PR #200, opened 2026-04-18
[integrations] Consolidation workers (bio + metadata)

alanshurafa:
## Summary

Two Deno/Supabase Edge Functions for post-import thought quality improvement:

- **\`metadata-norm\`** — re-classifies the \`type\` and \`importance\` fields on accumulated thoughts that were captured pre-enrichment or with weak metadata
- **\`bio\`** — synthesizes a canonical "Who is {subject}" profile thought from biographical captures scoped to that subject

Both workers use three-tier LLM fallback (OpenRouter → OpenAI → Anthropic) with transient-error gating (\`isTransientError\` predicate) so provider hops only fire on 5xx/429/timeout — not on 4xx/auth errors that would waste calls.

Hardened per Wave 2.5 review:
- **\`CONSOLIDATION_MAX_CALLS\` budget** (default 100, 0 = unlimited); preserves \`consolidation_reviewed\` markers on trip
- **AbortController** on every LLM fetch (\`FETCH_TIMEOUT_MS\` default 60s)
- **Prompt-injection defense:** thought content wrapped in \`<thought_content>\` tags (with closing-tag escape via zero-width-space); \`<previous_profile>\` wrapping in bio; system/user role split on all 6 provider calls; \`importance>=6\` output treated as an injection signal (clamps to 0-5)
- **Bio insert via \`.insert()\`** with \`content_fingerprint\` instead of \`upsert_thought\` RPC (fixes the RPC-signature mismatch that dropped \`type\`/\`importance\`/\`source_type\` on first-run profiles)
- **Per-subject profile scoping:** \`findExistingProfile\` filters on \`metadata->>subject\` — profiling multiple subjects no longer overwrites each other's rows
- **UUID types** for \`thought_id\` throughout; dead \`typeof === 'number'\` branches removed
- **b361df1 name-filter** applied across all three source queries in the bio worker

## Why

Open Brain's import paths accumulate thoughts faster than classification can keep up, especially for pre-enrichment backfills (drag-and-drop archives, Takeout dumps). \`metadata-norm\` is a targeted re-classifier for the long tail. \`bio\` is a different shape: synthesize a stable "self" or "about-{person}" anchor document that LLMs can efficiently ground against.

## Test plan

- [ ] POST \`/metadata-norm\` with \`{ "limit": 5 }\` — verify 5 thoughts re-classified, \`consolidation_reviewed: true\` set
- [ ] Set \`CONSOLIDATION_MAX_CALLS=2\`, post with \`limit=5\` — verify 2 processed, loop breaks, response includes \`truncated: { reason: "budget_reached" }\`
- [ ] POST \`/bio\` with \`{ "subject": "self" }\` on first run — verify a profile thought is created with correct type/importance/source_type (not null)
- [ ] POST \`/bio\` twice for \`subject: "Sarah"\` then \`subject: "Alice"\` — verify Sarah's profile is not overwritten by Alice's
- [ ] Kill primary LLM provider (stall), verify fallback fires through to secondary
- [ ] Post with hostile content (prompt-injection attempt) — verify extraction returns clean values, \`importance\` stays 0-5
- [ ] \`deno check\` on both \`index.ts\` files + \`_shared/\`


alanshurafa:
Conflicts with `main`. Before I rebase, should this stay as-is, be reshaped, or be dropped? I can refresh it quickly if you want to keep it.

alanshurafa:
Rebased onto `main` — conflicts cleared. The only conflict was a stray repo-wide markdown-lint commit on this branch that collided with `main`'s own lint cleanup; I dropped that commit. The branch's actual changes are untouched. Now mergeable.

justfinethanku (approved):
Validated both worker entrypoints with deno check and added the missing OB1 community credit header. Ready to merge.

━━━

[What is needed]
What are the lines of the data above that include the string "provider"? Copy them.

[Solution to this task]
Both workers use three-tier LLM fallback (OpenRouter → OpenAI → Anthropic) with transient-error gating (\`isTransientError\` predicate) so provider hops only fire on 5xx/429/timeout — not on 4xx/auth errors that would waste calls.
- **Prompt-injection defense:** thought content wrapped in \`<thought_content>\` tags (with closing-tag escape via zero-width-space); \`<previous_profile>\` wrapping in bio; system/user role split on all 6 provider calls; \`importance>=6\` output treated as an injection signal (clamps to 0-5)
- [ ] Kill primary LLM provider (stall), verify fallback fires through to secondary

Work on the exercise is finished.